Saved entries:
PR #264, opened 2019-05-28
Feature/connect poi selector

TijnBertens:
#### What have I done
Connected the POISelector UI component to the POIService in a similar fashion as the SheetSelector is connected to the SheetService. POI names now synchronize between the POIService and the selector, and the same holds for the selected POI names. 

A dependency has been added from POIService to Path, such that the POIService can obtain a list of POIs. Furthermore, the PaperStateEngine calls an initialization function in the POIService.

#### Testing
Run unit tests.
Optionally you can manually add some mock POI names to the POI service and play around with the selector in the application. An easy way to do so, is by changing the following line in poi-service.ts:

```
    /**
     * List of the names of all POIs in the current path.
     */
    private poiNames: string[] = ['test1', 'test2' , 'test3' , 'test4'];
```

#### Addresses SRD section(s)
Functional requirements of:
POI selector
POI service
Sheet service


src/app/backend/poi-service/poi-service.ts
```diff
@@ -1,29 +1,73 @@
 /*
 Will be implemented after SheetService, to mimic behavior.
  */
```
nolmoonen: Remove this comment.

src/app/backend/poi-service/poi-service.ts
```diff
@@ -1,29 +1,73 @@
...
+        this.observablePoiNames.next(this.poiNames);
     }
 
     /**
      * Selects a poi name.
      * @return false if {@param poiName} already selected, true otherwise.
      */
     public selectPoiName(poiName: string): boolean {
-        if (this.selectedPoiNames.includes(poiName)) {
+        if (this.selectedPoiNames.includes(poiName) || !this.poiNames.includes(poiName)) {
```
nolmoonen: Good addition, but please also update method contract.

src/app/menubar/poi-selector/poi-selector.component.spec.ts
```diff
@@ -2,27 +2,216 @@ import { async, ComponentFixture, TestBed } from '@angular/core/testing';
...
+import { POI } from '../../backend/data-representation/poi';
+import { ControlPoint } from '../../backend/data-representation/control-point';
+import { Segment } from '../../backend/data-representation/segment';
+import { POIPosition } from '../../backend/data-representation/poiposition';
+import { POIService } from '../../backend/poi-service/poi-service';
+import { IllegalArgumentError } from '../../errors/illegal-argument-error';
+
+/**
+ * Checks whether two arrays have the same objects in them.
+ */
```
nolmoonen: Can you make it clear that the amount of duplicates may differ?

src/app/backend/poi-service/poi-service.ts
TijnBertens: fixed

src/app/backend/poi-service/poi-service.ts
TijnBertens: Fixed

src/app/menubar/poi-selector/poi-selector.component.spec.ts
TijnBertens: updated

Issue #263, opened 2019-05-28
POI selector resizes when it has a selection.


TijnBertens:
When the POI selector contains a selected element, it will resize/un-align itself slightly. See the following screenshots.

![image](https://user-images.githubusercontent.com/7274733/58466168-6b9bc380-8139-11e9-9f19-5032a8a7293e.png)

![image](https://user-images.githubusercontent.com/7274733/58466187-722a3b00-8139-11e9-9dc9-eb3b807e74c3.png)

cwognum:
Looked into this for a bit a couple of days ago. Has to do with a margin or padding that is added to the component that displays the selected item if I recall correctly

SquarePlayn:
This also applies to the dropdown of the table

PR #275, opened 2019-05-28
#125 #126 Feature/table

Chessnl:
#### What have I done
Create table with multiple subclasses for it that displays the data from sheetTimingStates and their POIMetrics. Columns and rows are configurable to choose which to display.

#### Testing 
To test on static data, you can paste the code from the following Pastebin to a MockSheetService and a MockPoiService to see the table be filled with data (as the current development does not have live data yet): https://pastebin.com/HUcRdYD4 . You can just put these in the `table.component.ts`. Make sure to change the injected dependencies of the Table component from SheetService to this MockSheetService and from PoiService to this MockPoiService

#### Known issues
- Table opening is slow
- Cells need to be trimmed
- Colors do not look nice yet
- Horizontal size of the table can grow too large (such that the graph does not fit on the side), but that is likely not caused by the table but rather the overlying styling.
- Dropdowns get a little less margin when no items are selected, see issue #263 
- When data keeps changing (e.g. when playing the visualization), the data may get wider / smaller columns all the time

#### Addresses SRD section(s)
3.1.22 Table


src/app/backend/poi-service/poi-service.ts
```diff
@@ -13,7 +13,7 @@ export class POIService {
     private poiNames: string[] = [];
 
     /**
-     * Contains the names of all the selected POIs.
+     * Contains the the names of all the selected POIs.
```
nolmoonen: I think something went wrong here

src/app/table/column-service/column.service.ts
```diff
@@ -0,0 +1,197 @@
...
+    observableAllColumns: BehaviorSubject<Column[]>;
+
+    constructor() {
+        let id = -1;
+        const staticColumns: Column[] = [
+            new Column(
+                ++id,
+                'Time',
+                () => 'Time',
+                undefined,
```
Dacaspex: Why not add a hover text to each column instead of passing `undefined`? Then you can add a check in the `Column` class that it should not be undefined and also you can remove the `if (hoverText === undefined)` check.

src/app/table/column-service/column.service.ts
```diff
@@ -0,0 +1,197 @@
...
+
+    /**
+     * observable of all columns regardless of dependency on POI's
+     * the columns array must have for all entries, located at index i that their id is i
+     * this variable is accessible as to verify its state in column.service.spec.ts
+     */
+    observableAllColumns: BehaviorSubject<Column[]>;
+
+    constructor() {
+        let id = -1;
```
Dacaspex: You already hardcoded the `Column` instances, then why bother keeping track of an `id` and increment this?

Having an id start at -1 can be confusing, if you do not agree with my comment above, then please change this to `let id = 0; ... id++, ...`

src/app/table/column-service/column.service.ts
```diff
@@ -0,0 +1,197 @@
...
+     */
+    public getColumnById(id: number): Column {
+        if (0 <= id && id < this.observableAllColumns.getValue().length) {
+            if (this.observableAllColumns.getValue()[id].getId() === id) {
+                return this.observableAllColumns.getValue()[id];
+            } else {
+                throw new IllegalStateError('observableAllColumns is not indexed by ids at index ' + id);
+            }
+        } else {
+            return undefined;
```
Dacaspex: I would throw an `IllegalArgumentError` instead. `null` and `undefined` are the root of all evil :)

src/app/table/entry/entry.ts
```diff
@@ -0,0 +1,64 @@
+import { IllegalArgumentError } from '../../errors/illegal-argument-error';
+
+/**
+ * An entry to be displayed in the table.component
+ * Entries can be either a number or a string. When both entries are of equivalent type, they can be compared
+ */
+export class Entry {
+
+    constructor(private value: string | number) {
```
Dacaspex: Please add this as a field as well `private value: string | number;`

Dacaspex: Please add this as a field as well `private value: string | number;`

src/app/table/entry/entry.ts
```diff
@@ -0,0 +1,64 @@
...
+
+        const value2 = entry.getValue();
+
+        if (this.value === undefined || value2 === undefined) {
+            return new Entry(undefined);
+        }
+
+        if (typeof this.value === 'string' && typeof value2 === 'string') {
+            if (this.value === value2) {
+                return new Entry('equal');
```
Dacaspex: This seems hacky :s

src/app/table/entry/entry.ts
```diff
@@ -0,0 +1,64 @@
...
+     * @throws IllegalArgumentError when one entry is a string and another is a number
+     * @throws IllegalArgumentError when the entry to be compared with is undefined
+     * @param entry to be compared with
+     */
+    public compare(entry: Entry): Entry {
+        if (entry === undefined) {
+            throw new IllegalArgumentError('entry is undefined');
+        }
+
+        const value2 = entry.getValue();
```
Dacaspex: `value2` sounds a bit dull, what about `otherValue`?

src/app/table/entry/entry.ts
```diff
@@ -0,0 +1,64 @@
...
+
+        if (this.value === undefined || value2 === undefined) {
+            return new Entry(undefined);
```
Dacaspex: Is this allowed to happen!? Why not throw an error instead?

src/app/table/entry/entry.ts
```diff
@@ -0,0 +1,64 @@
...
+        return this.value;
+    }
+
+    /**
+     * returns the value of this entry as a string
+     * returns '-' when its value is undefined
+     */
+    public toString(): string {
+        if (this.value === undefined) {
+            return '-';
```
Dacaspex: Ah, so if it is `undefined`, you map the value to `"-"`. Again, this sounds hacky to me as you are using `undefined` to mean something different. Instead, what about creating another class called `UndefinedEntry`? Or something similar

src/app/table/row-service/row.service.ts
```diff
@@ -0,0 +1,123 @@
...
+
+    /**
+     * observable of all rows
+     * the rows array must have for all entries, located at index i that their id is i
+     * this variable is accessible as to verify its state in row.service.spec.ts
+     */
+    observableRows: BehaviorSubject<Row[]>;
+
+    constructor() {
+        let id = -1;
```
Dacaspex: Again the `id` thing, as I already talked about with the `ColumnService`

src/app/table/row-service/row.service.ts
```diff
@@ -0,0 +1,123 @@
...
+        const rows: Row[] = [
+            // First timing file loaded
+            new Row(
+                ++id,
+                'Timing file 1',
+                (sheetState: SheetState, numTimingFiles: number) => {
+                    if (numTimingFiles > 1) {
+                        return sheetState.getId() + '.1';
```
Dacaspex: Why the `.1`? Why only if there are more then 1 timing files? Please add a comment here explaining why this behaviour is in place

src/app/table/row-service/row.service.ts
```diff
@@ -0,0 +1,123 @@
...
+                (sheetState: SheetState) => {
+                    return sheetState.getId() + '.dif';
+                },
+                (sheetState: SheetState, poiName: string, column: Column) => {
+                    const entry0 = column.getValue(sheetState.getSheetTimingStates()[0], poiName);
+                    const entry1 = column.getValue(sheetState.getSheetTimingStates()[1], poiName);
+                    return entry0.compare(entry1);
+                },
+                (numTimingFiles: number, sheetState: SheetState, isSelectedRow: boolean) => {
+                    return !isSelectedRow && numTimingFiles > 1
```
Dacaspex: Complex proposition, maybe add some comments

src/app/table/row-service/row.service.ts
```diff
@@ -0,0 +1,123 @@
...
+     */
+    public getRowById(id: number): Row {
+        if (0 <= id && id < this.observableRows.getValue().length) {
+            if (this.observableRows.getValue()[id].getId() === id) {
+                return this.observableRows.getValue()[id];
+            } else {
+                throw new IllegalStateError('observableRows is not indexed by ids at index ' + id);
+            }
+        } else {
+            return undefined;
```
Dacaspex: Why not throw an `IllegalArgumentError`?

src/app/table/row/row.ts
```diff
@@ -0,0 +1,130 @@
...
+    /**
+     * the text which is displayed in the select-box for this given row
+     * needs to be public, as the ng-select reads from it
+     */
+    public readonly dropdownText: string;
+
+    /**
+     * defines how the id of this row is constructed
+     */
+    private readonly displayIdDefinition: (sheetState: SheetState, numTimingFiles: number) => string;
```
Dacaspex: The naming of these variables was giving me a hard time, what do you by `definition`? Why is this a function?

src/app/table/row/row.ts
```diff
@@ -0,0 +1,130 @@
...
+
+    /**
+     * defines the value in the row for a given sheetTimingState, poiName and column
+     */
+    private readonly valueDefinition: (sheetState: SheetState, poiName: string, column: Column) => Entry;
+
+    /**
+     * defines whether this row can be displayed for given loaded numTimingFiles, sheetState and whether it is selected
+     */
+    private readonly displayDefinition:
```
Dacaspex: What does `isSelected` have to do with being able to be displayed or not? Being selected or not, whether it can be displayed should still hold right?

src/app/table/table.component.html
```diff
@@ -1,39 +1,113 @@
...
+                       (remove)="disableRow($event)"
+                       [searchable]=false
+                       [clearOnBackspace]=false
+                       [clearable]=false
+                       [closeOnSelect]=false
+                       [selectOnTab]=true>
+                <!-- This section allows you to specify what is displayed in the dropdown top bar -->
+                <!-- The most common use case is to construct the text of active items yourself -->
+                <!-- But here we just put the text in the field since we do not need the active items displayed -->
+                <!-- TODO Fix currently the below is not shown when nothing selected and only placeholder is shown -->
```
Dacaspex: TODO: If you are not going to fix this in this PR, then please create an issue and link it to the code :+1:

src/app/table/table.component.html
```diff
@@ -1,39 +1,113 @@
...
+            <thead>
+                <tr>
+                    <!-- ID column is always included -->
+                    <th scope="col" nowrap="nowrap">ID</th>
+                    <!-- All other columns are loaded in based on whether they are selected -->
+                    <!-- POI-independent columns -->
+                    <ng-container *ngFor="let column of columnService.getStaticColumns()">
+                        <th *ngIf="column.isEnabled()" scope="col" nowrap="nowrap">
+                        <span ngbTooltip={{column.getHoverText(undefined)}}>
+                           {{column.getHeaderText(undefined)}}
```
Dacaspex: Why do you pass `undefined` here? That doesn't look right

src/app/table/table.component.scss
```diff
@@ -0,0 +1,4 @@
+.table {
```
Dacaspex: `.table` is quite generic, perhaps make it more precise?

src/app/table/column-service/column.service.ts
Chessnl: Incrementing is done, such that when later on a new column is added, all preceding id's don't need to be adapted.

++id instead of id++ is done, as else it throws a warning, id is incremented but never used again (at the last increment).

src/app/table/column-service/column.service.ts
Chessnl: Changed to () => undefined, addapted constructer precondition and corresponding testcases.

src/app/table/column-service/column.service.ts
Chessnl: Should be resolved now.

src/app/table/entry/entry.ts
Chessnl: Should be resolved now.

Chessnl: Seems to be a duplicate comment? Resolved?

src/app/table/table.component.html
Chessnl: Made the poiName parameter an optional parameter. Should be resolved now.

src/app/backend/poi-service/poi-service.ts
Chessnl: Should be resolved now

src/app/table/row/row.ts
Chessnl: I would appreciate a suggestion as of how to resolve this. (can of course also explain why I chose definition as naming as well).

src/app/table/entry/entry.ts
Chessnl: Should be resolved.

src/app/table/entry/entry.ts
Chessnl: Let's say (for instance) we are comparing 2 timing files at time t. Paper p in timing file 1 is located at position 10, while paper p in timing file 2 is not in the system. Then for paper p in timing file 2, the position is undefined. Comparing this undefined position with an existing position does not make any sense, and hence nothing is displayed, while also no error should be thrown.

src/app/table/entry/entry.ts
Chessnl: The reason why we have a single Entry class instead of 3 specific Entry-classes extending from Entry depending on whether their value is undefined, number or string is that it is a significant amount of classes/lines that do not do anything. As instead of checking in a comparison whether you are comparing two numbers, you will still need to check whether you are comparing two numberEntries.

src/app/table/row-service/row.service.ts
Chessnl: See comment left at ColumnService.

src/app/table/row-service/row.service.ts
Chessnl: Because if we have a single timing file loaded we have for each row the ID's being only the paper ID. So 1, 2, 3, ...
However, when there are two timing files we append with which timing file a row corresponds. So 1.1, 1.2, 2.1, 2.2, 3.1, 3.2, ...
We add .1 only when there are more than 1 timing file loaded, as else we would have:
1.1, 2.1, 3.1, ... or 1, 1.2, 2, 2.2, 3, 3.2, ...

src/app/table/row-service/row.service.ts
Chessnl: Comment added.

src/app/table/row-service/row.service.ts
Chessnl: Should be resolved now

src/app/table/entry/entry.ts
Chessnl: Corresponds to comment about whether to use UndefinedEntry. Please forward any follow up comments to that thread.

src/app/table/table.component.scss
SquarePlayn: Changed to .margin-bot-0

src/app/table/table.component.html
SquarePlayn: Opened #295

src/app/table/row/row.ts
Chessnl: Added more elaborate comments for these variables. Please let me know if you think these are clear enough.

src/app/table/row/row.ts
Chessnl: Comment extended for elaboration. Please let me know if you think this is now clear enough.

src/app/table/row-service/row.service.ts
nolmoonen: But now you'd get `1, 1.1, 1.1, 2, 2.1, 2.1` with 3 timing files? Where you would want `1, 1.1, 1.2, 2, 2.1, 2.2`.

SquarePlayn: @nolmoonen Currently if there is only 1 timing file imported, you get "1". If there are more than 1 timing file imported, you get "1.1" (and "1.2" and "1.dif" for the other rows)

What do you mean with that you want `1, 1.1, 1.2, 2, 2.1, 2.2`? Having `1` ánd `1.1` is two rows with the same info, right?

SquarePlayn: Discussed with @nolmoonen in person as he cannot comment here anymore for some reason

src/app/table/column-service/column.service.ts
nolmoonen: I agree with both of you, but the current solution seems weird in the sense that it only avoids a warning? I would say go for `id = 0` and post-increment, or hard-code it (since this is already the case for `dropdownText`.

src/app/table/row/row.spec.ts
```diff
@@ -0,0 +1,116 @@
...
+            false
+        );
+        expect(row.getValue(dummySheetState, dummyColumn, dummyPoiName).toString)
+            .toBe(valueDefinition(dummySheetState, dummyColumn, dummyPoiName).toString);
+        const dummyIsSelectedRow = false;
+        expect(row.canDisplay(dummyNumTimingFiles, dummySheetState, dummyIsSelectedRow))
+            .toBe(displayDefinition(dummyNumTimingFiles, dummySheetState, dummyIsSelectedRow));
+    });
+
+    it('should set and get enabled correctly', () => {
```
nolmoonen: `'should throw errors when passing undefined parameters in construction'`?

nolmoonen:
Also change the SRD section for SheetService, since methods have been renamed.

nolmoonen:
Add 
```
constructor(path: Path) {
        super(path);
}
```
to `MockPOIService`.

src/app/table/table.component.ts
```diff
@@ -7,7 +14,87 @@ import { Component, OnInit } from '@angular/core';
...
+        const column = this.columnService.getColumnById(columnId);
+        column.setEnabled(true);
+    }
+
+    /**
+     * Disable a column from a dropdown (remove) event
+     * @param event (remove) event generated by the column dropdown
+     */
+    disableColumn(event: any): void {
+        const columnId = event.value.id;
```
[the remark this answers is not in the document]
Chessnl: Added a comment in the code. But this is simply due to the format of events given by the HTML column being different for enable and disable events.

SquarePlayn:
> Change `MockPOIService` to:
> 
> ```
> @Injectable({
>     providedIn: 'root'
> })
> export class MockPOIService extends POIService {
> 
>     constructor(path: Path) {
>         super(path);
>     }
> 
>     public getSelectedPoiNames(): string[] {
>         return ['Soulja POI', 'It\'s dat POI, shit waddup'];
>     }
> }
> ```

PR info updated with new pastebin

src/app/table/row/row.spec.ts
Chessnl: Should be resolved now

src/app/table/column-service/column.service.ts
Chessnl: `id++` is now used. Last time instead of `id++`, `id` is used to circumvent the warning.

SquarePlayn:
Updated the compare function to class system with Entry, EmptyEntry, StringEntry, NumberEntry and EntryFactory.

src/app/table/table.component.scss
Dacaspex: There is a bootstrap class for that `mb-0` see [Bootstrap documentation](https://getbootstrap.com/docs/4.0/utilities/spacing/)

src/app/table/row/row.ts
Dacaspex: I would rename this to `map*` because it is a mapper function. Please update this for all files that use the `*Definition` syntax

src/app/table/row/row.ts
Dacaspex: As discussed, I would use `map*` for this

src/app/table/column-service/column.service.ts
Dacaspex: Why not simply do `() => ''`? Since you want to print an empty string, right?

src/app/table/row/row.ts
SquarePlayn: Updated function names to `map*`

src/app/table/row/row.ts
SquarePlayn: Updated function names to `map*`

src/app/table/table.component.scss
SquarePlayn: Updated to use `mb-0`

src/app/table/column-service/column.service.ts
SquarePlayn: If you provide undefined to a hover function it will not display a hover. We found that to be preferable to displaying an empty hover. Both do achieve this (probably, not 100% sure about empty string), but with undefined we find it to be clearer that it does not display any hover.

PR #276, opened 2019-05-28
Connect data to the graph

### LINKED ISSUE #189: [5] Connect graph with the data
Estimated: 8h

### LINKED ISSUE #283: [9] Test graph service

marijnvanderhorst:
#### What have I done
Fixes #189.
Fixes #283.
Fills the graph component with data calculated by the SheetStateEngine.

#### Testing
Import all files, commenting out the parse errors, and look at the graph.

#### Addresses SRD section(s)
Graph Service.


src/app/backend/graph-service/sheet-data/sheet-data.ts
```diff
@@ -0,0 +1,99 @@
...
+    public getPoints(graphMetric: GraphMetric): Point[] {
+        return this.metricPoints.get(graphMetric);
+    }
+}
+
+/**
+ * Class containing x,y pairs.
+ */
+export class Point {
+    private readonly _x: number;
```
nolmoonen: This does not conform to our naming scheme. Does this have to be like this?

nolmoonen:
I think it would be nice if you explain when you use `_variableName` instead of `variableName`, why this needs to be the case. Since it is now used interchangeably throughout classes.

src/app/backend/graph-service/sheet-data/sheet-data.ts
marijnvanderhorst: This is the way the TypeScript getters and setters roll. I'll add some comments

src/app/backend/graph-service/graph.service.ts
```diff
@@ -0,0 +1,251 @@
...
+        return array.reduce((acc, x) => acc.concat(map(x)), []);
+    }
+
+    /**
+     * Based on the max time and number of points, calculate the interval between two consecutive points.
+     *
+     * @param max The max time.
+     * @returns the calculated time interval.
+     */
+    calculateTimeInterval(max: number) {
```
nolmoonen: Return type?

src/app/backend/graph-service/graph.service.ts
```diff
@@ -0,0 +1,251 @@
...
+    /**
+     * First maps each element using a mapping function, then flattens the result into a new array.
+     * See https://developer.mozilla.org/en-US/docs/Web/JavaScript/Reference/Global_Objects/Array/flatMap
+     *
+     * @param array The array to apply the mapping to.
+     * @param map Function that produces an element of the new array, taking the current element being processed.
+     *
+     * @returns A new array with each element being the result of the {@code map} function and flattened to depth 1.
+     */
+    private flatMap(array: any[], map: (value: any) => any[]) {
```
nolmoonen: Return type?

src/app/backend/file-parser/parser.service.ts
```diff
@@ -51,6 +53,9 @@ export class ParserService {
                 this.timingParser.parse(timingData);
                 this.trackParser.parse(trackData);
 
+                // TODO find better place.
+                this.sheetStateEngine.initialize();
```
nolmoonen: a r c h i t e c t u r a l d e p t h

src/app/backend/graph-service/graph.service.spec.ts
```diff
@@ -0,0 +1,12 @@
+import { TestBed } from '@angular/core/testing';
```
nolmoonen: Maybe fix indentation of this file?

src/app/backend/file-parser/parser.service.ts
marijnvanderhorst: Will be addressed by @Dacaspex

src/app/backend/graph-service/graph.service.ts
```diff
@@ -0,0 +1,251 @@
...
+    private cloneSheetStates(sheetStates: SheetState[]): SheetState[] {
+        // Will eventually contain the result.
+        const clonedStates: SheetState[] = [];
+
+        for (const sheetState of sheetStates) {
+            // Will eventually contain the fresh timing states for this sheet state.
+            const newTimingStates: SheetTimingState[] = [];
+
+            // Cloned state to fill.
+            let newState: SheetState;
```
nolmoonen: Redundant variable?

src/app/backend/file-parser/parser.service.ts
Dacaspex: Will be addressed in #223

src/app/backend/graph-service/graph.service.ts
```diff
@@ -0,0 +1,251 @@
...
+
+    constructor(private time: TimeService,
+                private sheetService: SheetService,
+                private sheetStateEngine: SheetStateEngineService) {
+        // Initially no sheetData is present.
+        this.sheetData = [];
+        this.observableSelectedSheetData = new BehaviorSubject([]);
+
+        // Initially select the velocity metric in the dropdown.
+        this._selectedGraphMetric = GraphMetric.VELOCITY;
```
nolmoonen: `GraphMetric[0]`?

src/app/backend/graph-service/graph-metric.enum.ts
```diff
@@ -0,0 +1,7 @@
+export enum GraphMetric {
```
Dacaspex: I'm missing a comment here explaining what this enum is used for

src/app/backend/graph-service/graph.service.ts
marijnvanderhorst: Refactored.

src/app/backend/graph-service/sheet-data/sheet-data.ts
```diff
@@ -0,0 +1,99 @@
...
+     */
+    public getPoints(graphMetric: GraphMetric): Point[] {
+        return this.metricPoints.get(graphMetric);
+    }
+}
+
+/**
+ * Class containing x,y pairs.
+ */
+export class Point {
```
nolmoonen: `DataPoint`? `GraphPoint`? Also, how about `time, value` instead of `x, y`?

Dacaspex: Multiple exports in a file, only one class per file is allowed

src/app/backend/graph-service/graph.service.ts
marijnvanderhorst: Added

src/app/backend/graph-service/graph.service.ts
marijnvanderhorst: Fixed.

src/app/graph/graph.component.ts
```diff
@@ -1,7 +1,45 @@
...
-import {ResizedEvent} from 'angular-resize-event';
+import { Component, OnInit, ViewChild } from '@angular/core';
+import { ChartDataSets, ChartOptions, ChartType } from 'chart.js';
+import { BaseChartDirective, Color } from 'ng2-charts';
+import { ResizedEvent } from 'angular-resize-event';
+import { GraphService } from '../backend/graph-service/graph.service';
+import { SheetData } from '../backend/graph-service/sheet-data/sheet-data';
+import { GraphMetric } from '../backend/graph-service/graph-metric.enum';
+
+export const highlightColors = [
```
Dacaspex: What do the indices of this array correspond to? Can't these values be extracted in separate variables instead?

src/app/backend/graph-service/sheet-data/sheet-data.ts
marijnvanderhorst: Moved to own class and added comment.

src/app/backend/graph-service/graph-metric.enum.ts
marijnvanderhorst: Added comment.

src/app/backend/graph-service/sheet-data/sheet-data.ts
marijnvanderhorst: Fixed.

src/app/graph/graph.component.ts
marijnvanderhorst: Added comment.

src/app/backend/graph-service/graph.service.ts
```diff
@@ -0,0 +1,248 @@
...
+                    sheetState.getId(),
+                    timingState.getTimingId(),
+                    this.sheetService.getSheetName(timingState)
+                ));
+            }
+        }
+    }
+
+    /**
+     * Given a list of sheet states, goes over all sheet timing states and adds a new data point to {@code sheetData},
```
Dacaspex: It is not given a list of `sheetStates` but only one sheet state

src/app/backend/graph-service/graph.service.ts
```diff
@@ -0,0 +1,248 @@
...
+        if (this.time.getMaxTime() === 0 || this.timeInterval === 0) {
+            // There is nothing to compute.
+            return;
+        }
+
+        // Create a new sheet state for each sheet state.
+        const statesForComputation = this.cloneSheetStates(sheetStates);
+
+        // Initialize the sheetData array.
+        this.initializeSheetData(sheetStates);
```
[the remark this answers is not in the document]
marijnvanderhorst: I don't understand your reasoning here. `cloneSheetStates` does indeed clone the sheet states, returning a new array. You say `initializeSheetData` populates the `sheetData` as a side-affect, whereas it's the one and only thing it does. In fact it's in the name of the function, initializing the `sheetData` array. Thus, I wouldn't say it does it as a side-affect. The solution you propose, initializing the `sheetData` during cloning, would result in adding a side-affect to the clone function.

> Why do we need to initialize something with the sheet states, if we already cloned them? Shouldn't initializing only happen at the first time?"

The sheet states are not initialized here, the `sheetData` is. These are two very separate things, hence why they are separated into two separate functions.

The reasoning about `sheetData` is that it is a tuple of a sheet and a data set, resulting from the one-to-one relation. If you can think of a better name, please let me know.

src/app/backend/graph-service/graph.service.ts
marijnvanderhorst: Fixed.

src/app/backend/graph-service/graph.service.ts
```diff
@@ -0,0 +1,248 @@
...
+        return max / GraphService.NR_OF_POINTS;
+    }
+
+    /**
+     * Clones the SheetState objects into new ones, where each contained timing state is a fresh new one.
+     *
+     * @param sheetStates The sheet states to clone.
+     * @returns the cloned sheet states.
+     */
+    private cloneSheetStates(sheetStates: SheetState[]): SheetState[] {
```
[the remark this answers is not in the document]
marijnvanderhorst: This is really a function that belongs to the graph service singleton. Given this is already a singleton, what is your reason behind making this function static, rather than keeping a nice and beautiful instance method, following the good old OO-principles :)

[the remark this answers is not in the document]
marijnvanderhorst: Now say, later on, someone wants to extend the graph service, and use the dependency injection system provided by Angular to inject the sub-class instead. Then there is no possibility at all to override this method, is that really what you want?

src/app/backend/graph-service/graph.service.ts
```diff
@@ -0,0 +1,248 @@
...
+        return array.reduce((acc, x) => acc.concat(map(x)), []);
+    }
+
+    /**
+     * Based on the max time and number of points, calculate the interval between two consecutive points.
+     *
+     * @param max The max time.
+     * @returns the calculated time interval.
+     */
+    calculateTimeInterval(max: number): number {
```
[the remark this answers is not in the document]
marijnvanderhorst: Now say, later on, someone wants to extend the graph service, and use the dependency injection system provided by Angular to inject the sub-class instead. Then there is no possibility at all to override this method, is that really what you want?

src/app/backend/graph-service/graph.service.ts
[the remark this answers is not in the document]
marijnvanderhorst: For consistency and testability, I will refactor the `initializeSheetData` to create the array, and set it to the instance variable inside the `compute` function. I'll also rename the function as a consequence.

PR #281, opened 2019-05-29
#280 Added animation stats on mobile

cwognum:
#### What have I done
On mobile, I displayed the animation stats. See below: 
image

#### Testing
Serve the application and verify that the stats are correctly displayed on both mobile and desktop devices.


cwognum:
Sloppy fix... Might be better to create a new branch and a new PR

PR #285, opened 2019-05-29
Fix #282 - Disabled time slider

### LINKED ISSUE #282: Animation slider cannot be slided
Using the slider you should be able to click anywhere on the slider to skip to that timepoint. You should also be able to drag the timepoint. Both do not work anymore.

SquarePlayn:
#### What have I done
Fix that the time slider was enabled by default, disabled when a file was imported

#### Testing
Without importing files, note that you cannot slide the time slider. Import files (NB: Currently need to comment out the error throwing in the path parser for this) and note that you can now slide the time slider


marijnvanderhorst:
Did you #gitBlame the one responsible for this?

__WHAT TO WORK ON__.
Copy every line of the data above, beginning with the first and ending with the line that contains "nolmoonen: Remove this comment.", and give nothing more.

__TASK RESULT__.
PR #264, opened 2019-05-28
Feature/connect poi selector

TijnBertens:
#### What have I done
Connected the POISelector UI component to the POIService in a similar fashion as the SheetSelector is connected to the SheetService. POI names now synchronize between the POIService and the selector, and the same holds for the selected POI names. 

A dependency has been added from POIService to Path, such that the POIService can obtain a list of POIs. Furthermore, the PaperStateEngine calls an initialization function in the POIService.

#### Testing
Run unit tests.
Optionally you can manually add some mock POI names to the POI service and play around with the selector in the application. An easy way to do so, is by changing the following line in poi-service.ts:

```
    /**
     * List of the names of all POIs in the current path.
     */
    private poiNames: string[] = ['test1', 'test2' , 'test3' , 'test4'];
```

#### Addresses SRD section(s)
Functional requirements of:
POI selector
POI service
Sheet service


src/app/backend/poi-service/poi-service.ts
```diff
@@ -1,29 +1,73 @@
 /*
 Will be implemented after SheetService, to mimic behavior.
  */
```
nolmoonen: Remove this comment.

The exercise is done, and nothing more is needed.